Sometimes you win, sometimes you lose, sometimes it rains.
Last night in Kansas City, it rained. The game was postponed and has been rescheduled for Sunday night, when it will serve as the backend of a day/night double header. Scott Kazmir, Friday night's scheduled starter, will be pushed back to Saturday night. Ubaldo Jimenez was scheduled to pitch Saturday, but he'll be pushed back to Monday. Justin Masterson will still start Sunday afternoon as scheduled, Corey Kluber is likely to start the nightcap.
Jordan Bastian's Friday notes from MLB.com include word on Michael Bourn resuming baseball activities. He hopes to be ready to return when eligible on Tuesday, but it's not yet clear that he'll be able to.
Meanwhile, Paul Hoynes' Friday notes from the Plain Dealer report that Matt LaPorta is wrapping up his extended spring training and is expected to be assigned to Columbus in the next week or so. Give him a week or two there and then tell the American League to watch out.
In the absence of the Indians, there were four shutouts around MLB last night:
The Nationals defeated the Reds 1-0. Jordan Zimmermann pitched all 9 innings, allowing just 1 hit and needing only 91 pitches to finish the game. A complete game shutout on under 100 pitches is known in some circles (mostly my own) as a "Maddux," and Zimmermann's is the second of 2013, following Clayton Kershaw's incredible Opening Day performance.
The Tigers crushed Atlanta 10-0, with Anibal Sanchez setting a Tigers' record with 17 strikeouts over 8 innings. Sanchez had thrown 121 pitches to that point, so he didn't have the opportunity to go back out in the 9th and make a run at tying the MLB record for most strikeouts in a 9-inning game (20).
Jonah Keri at Grantland asks Can Anyone Explain Why the A's Are Good? Specifically, he looks at the success of their hitters and attempts to identify some causes (ranging from luck to intelligent playing time distribution). The A's operate with an even smaller budget than the Indians, so their success is a point of interest/frustration for a segment of Tribe fans.
Jeff Passan of Yahoo! reports that the Yankees appear to be scrapping plan of staying below $189M payroll. For months they have discussed getting under that threshold for 2014 because it would reset their luxury tax rate, saving them a few million dollars a year. The equation is changing though, and the Yankees may head to the off-season with numerous holes (2B the most glaring, if they don't re-sign Robinson Cano), so they may ignore the tax implications.

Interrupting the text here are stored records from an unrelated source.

PR #10504, opened 2022-11-13
RFC: definitions replaces repository

schrockn:
### Summary & Motivation

As we all know, one of the biggest problems with dagster is the redundant, overlapping, and confusing concepts that makes the spin up more difficult and also incurs cognitive load even to existing users. While there are few different parts where this is true, one of the more painful parts is the workspace --> code location --> repository ontology. Also mix in the somewhat-but-not-really-orthogonal instance and deployment concepts, and you have quite the confusing stew.

This PR proposes adding a new entrypoint function `definitions` that would be used instead of `repository` going forward. It is typed and enforces that there is only one repository per python process, which enables the collapsing of code location and repository into a single concept for tooling purposes.

This injects a repository definition as an attribute into the entry point module using python internals, so all auto-discovery features and entry points should work as is.

**Resources become a top-level argument**

 In the short-term, this means improved ergonomics, as `with_resources` is automatically applied to included assets. I advocated for `with_resources` because I felt it was more composable. In retrospect I've come to believe that this was a mistake, complicating the common case for advanced cases that rarely, if ever, occur. If we feel the need to, we can introduce an advanced API later that allows the user to manage their own resource binding.

This also sets up a potential workstream of making resources more first-class citizens in operational tools as well as more ergonomic, typed APIs that pass resource instances directly to `asset` and similar functions rather than requiring contexts and magic strings keys. This is fairly speculative so I won't comment further here. Even if we do not move forward with what this paragraph alludes to, the ergonomic wins are sufficient enough to move forward with this.

**Resources in this API can be raw objects**

 This is a nice convenience and allows the developer to incrementally add resources without requiring all of that sugar

**A typed API make the system more documented and understandable**

At this point `repository` is a pretty rough API. The docs are outdated (they don't even acknowledge the existence of assets see https://github.com/dagster-io/dagster/issues/10505) in order to find what it actually accepts you find quite a rat's nest of deprecated concepts it accepts. Types and argument self-document to some degree, stay up to date, and improve discoverability.

**Non-invasive goodbye to repository**

This change can make repository "disappear" for new users.  The mental model here is that a call to `definitions` defines all the definitions for a _code location_, not a repository. This PR currently enforces this at the module level. We could make it more strict.

For existing users this doesn't really change much either. They will simply think "this is how I define the things in my repo". The function name `definitions` allows for both interpretations, which is why it was chosen.

If we move forward with this, we can mark code locations that only have a single repository and that were constructed that way as special, and proceed to fork our UI to make the entire concept of repository disappear. Only code location would remain.

For existing users that do have multiple repositories in a single code location, they would instead have to multiple code locations that happen to share the same python dependencies.  

* Included unit tests
* Ported assets_dbt_python to `definitions`


python_modules/dagster/dagster/_core/definitions/definitions_fn.py
```diff
@@ -0,0 +1,124 @@
...
+class DefinitionsAlreadyCalledError(Exception):
+    pass
+
+
+def get_dagster_definitions_in_module(mod: ModuleType):
+    return mod.__dict__[MAGIC_REPO_GLOBAL_KEY]
+
+
+# TODO: Add a new Definitions class to wrap RepositoryDefinition?
+def definitions(
```
petehunt, line 69: do we want to consider adding some sugar for `load_all_assets_from_package_name`? i.e. an arg `asset_package_names: List[str]`?

sryza:
I find this approach pretty appealing. The module-level function call is clever - aside from the benefits of making it singular per module and having clear arguments for the different definition types, I think getting rid of the decorator will reduce confusion for a lot of people who find decorators confusing.  The name "definitions" had actually also briefly occurred to me recently and very nicely sidesteps needing to add a new noun.

My main questions:
- How do we support users that want to supply different resources / config in different deployments / environments?  I.e. how would we migrate project_fully_featured? I think expecting a module per environment, where they would need to repeat the `assets=`, `jobs=`, etc. would be a poor experience.
- What happens to `RepositoryDefinition.load_asset_value`? ([docs](https://docs.dagster.io/concepts/assets/software-defined-assets#loading-asset-values-outside-of-dagster-runs)).  I had also been planning to add  https://github.com/dagster-io/dagster/pull/10072.
- What do we do about all the educational materials that we can't codemod? Sample here: https://www.notion.so/dagster/The-pain-of-replacing-repository-c80d89523fb44bcd926bc83aa611c92d. Many new users are likely to encounter these.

The ballot for the 2013 MLB All-Star Game has been released and voting has begun. Carlos Santana and Mark Reynolds are both entirely reasonable choices. On the other hand, if you vote for Jason Kipnis and Asdrubal Cabrera, you're a huge homer. That's cool though, Hawk Harrelson is a huge homer, so you'd have company.
Finally, for this week's non-baseball topic, we turn to films the 1950s. Television was spreading and Hollywood wanted to keep people in theaters, so the decade saw a number of huge-budget productions with massive set pieces (and in some cases, massive running times). Science fiction also saw a big jump in popularity, sparked by fears of atomic war and the dawn of the space age. With apologies to North by Northwest, Seven Samurai, and Some Like it Hot, here are my...
Favorite Films of the 1950s
6) Rear Window - As this list will attest, I'm a big Jimmy Stewart fan. Notably, the Rear Window episode of The Simpsons is also a great one.
5) Giant - A sweeping, sprawling film, set deep in the heart of Texas, with strong work by Elizabeth Taylor, Rock Hudson, and especially James Dean (in his final performance).
4) 12 Angry Men - Henry Fonda stars as the one member of a jury not convinced the suspect is guilty. Almost the entire film takes place in one room, where he attempts to convince the others.
3) The Bridge on the River Kwai - One of my favorite WWII films, about a group of British soldiers in a Japanese POW camp.
Obi-Wan Kenobi Alec Guinness plays the commanding officer, which is cool.
2) Harvey - Arguably the greatest movie about an invisible, six-foot, three-and-a-half-inch tall rabbit ever made. ...Arguably.
1) Vertigo - My favorite Hitchcock film ever since my dad took me to see it in 70mm after an impressive restoration process. Jimmy Stewart plays a private investigator hired to follow a wealthy man's wife... but all is not as it seems.